Analysis and interpretation of data based on regression
Here we will collect data based on age, gender, and ICU status. We will then prepare and visualize the data to see the number of people who ended up in the ICU.
The pandemic has caused panic due to shortages in a lot of different aspects of life. One of the major ones was supplies in the medical field. We aim to predict the patients that will end in the ICU based on gender and age. Our outpatient clinics will launch marketing campaigns to target specific patient populations that are at higher risk of ending up in the ICU. This should help decrease shortages in our ICUs and medical departments. I need help with the following:
1) Identify and collect the data
2.)Prepare, explore, and visualize the data
3.) Use classification/regression modeling techniques
4.) Evaluate the models
5.)Communicate the results and conclusion data source
1. Identify and collect data: The variables for which data is to be collected are:
• ICU status: This measures whether the patient ended up in the intensive care unit. It is a binomial variable where Yes denote patients who ended up in ICU and No denote patient who did not end up in ICU. This is the dependent variable
• Gender: This indicates whether the patient is a male or female. It is also a binary variable with two categories. It is an independent variable.

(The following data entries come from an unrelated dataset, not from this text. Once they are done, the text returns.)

PR #520, opened 2016-05-06
Only show winning bid in the API if auction is closed

jessieay:
* Modification / revert-ish of https://github.com/18F/micropurchase/pull/519

### DIFF
--- a/app/models/null_bid.rb
+++ b/app/models/null_bid.rb
@@ -1,7 +1,9 @@
 class NullBid
   def amount
+    nil
   end
 
   def bidder_id
+    nil
   end
 end
--- a/app/models/null_bid.rb
+++ b/app/models/null_bid.rb
@@ -1,0 +1,7 @@
+class NullBid
+  def amount
+  end
+
+  def bidder_id
+  end
+end
--- a/app/models/rules/base_rules.rb
+++ b/app/models/rules/base_rules.rb
@@ -1,0 +1,13 @@
+class Rules::BaseRules < Struct.new(:auction)
+  def partial_path(name, base_dir = 'auctions')
+    "#{base_dir}/#{partial_prefix}/#{name}.html.erb"
+  end
+
+  def user_can_bid?(user)
+    auction.available? && user.present? && user.sam_accepted?
+  end
+
+  def partial_prefix
+    fail NotImplementedError
+  end
+end
--- a/app/models/rules/basic.rb
+++ b/app/models/rules/basic.rb
@@ -1,16 +1,10 @@
-class Rules::Basic < Struct.new(:auction)
+class Rules::Basic < Rules::BaseRules
   def winning_bid
     auction.lowest_bid
   end
 
   def veiled_bids(user)
     auction.bids
-  end
-
-  def user_can_bid?(user)
-    return false unless auction.available?
-    return false if user.nil? || !user.sam_accepted?
-    true
   end
 
   def max_allowed_bid
@@ -29,24 +23,12 @@ class Rules::Basic < Struct.new(:auction)
     true
   end
 
-  def partial_path(name, base_dir = 'auctions')
-    if partial_prefix.blank?
-      "#{base_dir}/#{name}.html.erb"
-    else
-      "#{base_dir}/#{partial_prefix}/#{name}.html.erb"
-    end
-  end
-
   def partial_prefix
     'multi_bid'
   end
 
   def formatted_type
     'multi-bid'
-  end
-
-  def rules_type
-    'basic'
   end
 
   def highlighted_bid_label
--- a/app/models/rules/sealed_bid.rb
+++ b/app/models/rules/sealed_bid.rb
@@ -1,4 +1,4 @@
-class Rules::SealedBid < Rules::Basic
+class Rules::SealedBid < Rules::BaseRules
   def winning_bid
     if auction.available?
       NullBidPresenter.new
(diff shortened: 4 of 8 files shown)


harrisj:
I'm going to ask you to make the changes that CodeClimate wants. Sorry.

app/models/null_bid.rb
```diff
@@ -0,0 +1,7 @@
+class NullBid
+  def amount
```
harrisj: I know these return nil by default, but should we add a comment that this is happening here?

app/models/rules/base_rules.rb
```diff
@@ -0,0 +1,13 @@
+class Rules::BaseRules < Struct.new(:auction)
```
harrisj: Should we remove the module parent?

app/models/rules/basic.rb
```diff
@@ -1,4 +1,4 @@
-class Rules::Basic < Struct.new(:auction)
+class Rules::Basic < Rules::BaseRules
```
harrisj: Maybe we should call the default auction something else since we have Base Rules now. Default? Reverse?

app/models/rules/sealed_bid.rb
```diff
@@ -1,4 +1,4 @@
-class Rules::SealedBid < Rules::Basic
+class Rules::SealedBid < Rules::BaseRules
   def winning_bid
```
harrisj: I approve of this change to the OOP hierarchy

app/models/rules/basic.rb
jessieay: ah yes this was a tricky naming situation -- "Reverse" is not as clear to me. Perhaps "Default' although that feels similar to "Base", too. Now that I know we used to call them "Multi" I always call it that in my head....ack idk! what do you think?

app/models/rules/base_rules.rb
jessieay: you mean just call it `BaseRules` ?

app/serializers/auction_serializer.rb
```diff
@@ -43,6 +43,15 @@ def winning_bid
   private
 
   def find_winning_bid
-    RulesFactory.new(object).create.winning_bid
+    if auction_status.available?
+      NullBid.new
+    else
+      RulesFactory.new(object).create.winning_bid
```
harrisj: I know I approved that earlier, but I am curious about when we should have a dedicated factory class like this vs. a factory method in a class

jessieay: benefit of factory class is that it brings all of the logic into one confined thing rather than adding to the "API" of an existing object, like `Auction` or `AuctionPresenter`...but yeah. Still need to think through how we're dealing with all of these view / presenter / model layers

app/models/rules/sealed_bid.rb
jessieay: been reading the Sandi Metz book and she had an example almost exactly like this so I followed her advice :)

app/models/rules/base_rules.rb
harrisj: Yeah, what do you think?

app/models/rules/basic.rb
harrisj: Yeah maybe @adelevie has a good idea. I just feel like Base and Basic are easily confused.

app/serializers/auction_serializer.rb
harrisj: Oh I'm not asking you to justify all your actions, sorry! I just grapple with this same question and was wondering when the threshold is reached.

app/models/null_bid.rb
adelevie: I'd be 👍 for explicit `nil` here. Otherwise it might make a future dev think we just forgot to fill in these methods. Explicit `nil` says, no, this is what the method should be.

app/models/rules/basic.rb
adelevie: I always felt like `multi-bid` and `single-bid` clarified this stuff pretty well in my mind :/

But I guess both of those are sub-types of Reverse. And spit-balling a bit more here, other plausible auction types:

- `Dutch` (probably not a child of `Reverse`) https://en.wikipedia.org/wiki/Dutch_auction
- `BuyItNow` or `FixedPrice` (should be composable with with any Reverse auction. e.g. something can be BuyItNow and MultiBid.
- `Lot` or `MultiWinner`: There can be many winners, maybe used for a crowdsourcing micro-purchase. Should likely inherit from `ButItNow` (assuming these would just have a fixed price).

gemfarmer:
I have already updated it in #515 for this PR, but in the future could y'all update the mock json that I am using the jasmine tests **[here](https://github.com/18F/micropurchase/pull/515/files#diff-898a2d13db01679947e5ac750b37da71R1)** when you make api adjustments?

app/models/rules/basic.rb
harrisj: Yes, I guess we should call it Reverse or Descending although neither option is particularly exciting

app/models/null_bid.rb
harrisj: Yeah let's force it to return a nil and I guess disable Rubocop from being upset by wrapping with a disable

gemfarmer:
@jessieay what is the status here?

jessieay:
I am in a ruby training today through Weds, @gemfarmer -- @harrisj said he would take over this PR

harrisj:
I will take over this PR. I just need a good name for the public descending auctions so I can make that change. Suggestions?

app/models/rules/basic.rb
harrisj: Going to defer this to a later PR, where we'll also move some files around in the view directories

app/models/rules/base_rules.rb
harrisj: Going to defer this for a later PR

• Age: this measures the respondent’s age. It is a categorical variable and an independent variable
2. prepare, explore, and visualize the data
• Preparation: the data was loaded on the software. We found there is no missing entry. Moreover, there is no error in data entry. The data is ready for exploration
• Explore: We used frequency distribution to show the percentages of each category in each variable. the result is presented in table 1.
Table 1: Frequency Distribution
Table 1 shows that 75.3% of covid patients sampled did not end up in the ICU while 24.7% ended up in the ICU. 50.8% of respondents are male while 49.2% of respondents are female. 1.6% of respondents ended are between 0-17 years while 23.8% are between 18 and 49 years. 25.4% of respondents are between 50 and 64 years while 49.2% of respondents are above 65 years.
Table 2: Cross Tabulation
The table shows the distribution of ICU status of patients within gender and age groups. The result shows that 28.6% of patients aged above 65 years ended up in ICU while 23.8% of those aged between 50 and 64 years ended up in ICU. 18.8% and 18.1% of patients aged 0-17 years and 18-49 years respectively ended up in ICU. 20.4% of females ended up in ICU while 28.9% of all males with covid ended up in ICU. The chi-square test shows there is a significant association between the ICU status and gender and between ICU status and age group.
Fig 1: Univariate Plot
Fig 2: Bi-variate plot
3. Classification/Regression Modeling Techniques
We used a classification tree for the classification techniques and binary logistic regression for the regression techniques. The result of the classification tree is presented in fig 3. The result shows that gender is the most important variable for splitting the tree with an improvement measure of 0.004. We see that male has a higher proportion at ICU than female (28.9% vs 20.4%). For males, the age group category splits the tree further into above 65 years (node 6) and below 65 years (node 5). Male above 65 years have a higher proportion at ICU than those below 65 years (33.2% vs 24.6%). Within Male below 65 years, those between 50 and 64 years (Node 7) have high proportion at the ICU than those below 50 years (node 8) (26.1% vs 22.9%). For females, the split by age group is between patients below 50 years and those above 50 years. Female patients below 50 years had a lower proportion at the ICU compared to those above 50 years.
Table 3 presents the result of a logistic regression model. The result shows that gender has a significant effect on ICU status (p<.001). female patients have significantly lower odds of being in ICU than males (p<.001). similarly, the age group has a significant effect on ICU. People less than 65 have significantly lower odds of being in ICU than patients that are 65 and above.
Fig 3: Classification Tree
Table 3: Logistic Regression
4. Model Evaluation
Table 5 presents the confusion matrix for the classification tree and logistic regression model. We fit the model on 80% of the data and tested the model on the remaining 20%. The result shows that the performance of both models is the same as they both have a 75.5% correct prediction rate. However, with 100% sensitivity and 0% specificity, the model’s performance may be questioned. This may be because some important variables are not included in the model.
Table 5: confusion matrix
5. Results and Conclusion
We see from the descriptive statistics that a low proportion of patients ended up in the ICU, covid does not differ significantly based on gender while the older, the more prone to the disease. The cross tab shows that a significantly high proportion of males ended up in ICU while more of patients in the high age group bracket (50 and above) ended up in ICU than younger patients (less than 50). The regression and classification models show that males have a higher probability of ending in ICU than females. Older people have a higher probability of ending up in the ICU than younger people. The classification results specifically show that males who are 65 years and above are the highest risk group followed by Male aged between 50 and 64 years. Males whose age is less than 50 years and females who are 50 years and above also have a high risk of ending up in ICU. In conclusion, as a matter of priority, this campaign should target males and most importantly males that are above 50 years of age.